7 thoughts on “Bassa diva (e il titolo è l’unica cosa irrispettosa di questo report sullo straordinario concerto di) Björk a Roma”

  1. Nel 1996 il mondo era già in putrefazione e chiunque in quel periodo si faceva trasportare dalle puttanate dei Punkreas è logico che oggi apprezzi Rihanna.
    Anche qui come in altri siti fioccano 40enni che sembrano dire :”Ue ragazzi, ho combattuto, ho perso ma in fondo la realtà vista dal mio ufficio non è male” e dopo via a spiegarci la magnificienza di Rihanna e la bellezza dei concerti di Tiziano Ferro.
    La bomba a neutroni è l’unica salvezza.

  2. Non colgo esattamente la connessione tra il pezzo e il commento di Aleph, comunque ci tengo a precisare che non credo di aver combattuto e perso, rifiuto del tutto questa NARRAZIONE dell’essere adolescenti e pre-adulti come COMBATTIMENTO e del crescere come PERDERE. Non ho quarant’anni e comunque è vero, li avrò, e quando li avrò ritengo che commenterò in napoletano: Ueué, a lott ‘e mmò. Non credo sia autentico napoletano.

  3. Volevo solo dire che ok Rihanna e Tiziano Ferro confezionano prodotti che suonano bene, prodotti bene ,interpretati bene etc..etc.. ma esistono tanti siti che ne celebrano le doti e penso che chi visita questo bel sito cerchi nella musica qualcosa d’altro rispetto al prodotto perfetto studiato a tavolino.
    a me anche quando avrò 60 anni quella musica non darà nessuna emozione mentre un Darby Crash che biascica le parole di manimal su strumenti suonati alla cazzo di cane mi farà sempre emozionare e riflettere.Non capisco come sia questione di essere giovani o vecchi.
    Lo sfogo non era rivolto al pezzo su Bjork(signora artista) ma al paragrafo che citava Rihanna e Tiziano Ferro.

  4. Guarda che ti sbagli, non stavo parlando bene di Rihanna e Tiziano Ferro. Cercavo di esprimere un po’ di nostalgia per quegli anni (gli anni ’90, la mia adolescenza) in cui era vietatissimo ascoltare musica pop e chi ascoltava musica alternativa lo faceva con sguardo fiero e animo guerriero. Tuttavia, a volte mi chiedo se questo non fosse tutto un mio viaggio mentale – mio e dei miei compagni: forse, non tutti erano rigidi quanto lo eravamo noi, e forse i trentacinquenni non prendevano gli Afghan Whigs così seriamente… Del resto, se uno legge oggi (oggi intendo: se un trentacinquenne di oggi) i diari di Kurt Cobain, i suoi testi, rilegge o ascolta le interviste, si accorge che c’era molta più leggerezza giovanile e rock’n’roll di quanta ne arrivasse a noi quindicenni – pressoché ZERO, se non ricordo male. Fermo restando che i Nirvana sono un vertice del fenomeno giovanile chiamato rock’n’roll (1945-2000, RIP), sono una band di assoluta peculiarità nella loro grandezza, e forse non andrebbero mai presi come esempio di nulla.

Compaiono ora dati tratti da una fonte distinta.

PR #128, opened 2026-07-11
fix(checks): catch transient HTTPError in branch protection check (#99)

### LINKED ISSUE #99: fix(checks): BranchProtectionEnabled only catches HTTPStatusError, letting transient network errors abort the whole scan
## Problem

The per-repo branch-protection lookup in `packages/checks/src/checks/github_checks.py:81-86` wraps only `httpx.HTTPStatusError` in its `try/except`; any other `httpx` exception (`ConnectError`, `ReadTimeout`, `RemoteProtocolError`, etc.) propagates uncaught out of `run()`, and since `runner.run_all_checks` calls each check sequentially with no per-check isolation, one flaky network call on one repo kills the entire org's scan (including the already-computed MFA/secret-scanning results, which are discarded).

## Failure scenario

An org has 50 repos; on repo #30 the branch-protection request times out due to a transient network blip. `httpx.ReadTimeout` bubbles up out of `BranchProtectionEnabled.run`, out of `run_all_checks`, and the caller (API endpoint/worker) sees the whole scan fail with no partial results, even though 29 repos were already successfully checked and the other two checks would have succeeded.

## Suggested fix

Catch `httpx.HTTPError` (the common base class for both status and transport errors) around the per-repo branch call, and count unreachable branches the same way as inaccessible ones (or surface them as a distinct "errored" bucket).

## Severity

Medium — reliability issue that turns a single transient network error into a total scan failure.

Tarekchehahde:
## Summary
Fixes #99.

Count transient branch-protection network errors as `unknown` (same pattern as #82/#127) instead of reporting a false compliance failure.

Builds on #127 — rebased and aligned with the `unknown`/`error` status approach.

## Test plan
- [x] `pytest packages/checks/tests/test_github_checks.py::test_branch_protection_network_error_counts_as_unknown -v`

### DIFF
--- a/packages/checks/src/checks/github_checks.py
+++ b/packages/checks/src/checks/github_checks.py
@@ -100,6 +100,8 @@ class BranchProtectionEnabled(Check):
             except httpx.HTTPStatusError as exc:
                 if _branch_protection_status(exc) == "unknown":
                     unknown += 1
+            except httpx.HTTPError:
+                unknown += 1
         evaluable = checked - unknown
         if evaluable == 0:
             return {"status": "error", "value": {"checked": checked, "protected": protected, "unknown": unknown}}
--- a/packages/checks/src/checks/github_checks.py
+++ b/packages/checks/src/checks/github_checks.py
@@ -36,6 +36,15 @@ def _get_all_pages(base_url: str, path: str, token: str) -> list:
     return results
 
 
+def _branch_protection_status(exc: httpx.HTTPStatusError) -> str:
+    code = exc.response.status_code
+    if code == 404:
+        return "unprotected"
+    if code in (403, 429):
+        return "unknown"
+    return "unprotected"
+
+
 class OrgMFARequired(Check):
     metadata = CheckMetadata(
         check_id="organization_members_mfa_required",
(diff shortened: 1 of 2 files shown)


nazarli-shabnam (changes requested):
Hey @Tarekchehahde — this doesn't crash anything, so feel free to push back, but I want to flag the approach before it merges.

Right now a transient network error (timeout, connection drop) gets swallowed the same way a real "branch unprotected" result would — `checked` goes up, `protected` doesn't, so the check reports `fail` for a repo we actually just failed to check, not one that's actually unprotected.

#127 (same file) handles basically the same ambiguity by introducing an `unknown`/`error` status instead of guessing. Would be good to reuse that pattern here rather than silently mapping network errors to what looks like a compliance failure.

nazarli-shabnam:
Also please solve the conflicts in your prs and tag me again to review. Thanks beforehand.

Tarekchehahde:

nazarli-shabnam (dismissed):
Conflicts.

Tarekchehahde:

nazarli-shabnam (approved):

    Insomma, mi sono un po’ perso, ma intendo dire che all’epoca non è che non ci piacessero Back for Good dei Take That o non so, certi pezzi di Branduardi o Michael Jackson: semplicemente, non si poteva dire (io adoravo Prince, e facevo finta di no. In quegli anni pubblicò un paio di singoli killer, Gold e The Most Beautiful Girl in the World, con quanta dissimulazione li ascoltavo!). Poi a un certo punto non so che è successo, ma oggi nessuno metterebbe in dubbio lo status di classico di Michael Jackson, e non è così strano andare a vedere un concerto di Lana Del Rey. Forse ci si è spinti troppo in là (ma perché “troppo”? Dov’è il “là”?) e adesso, qualche volta, si sente parlare con toni accademici di Lady Gaga. D’altra parte, i confini si sono allargati – o sono spariti – anche nell’altra direzione. L’heavy metal, altro campo proibito per gli alternativi anni ’90 con pochissime eccezioni (arrivavamo a negare che i Soundgarden o gli Alice In Chains fossero sostanzialmente delle band hard rock), è ugualmente rispettato, gli Slayer o le band black metal, all’epoca considerate fenomeni da baraccone, sono oggi ritenuti maestri dell’umanità. Il tutto è curioso, non mi disturba, vedo solo che è curioso.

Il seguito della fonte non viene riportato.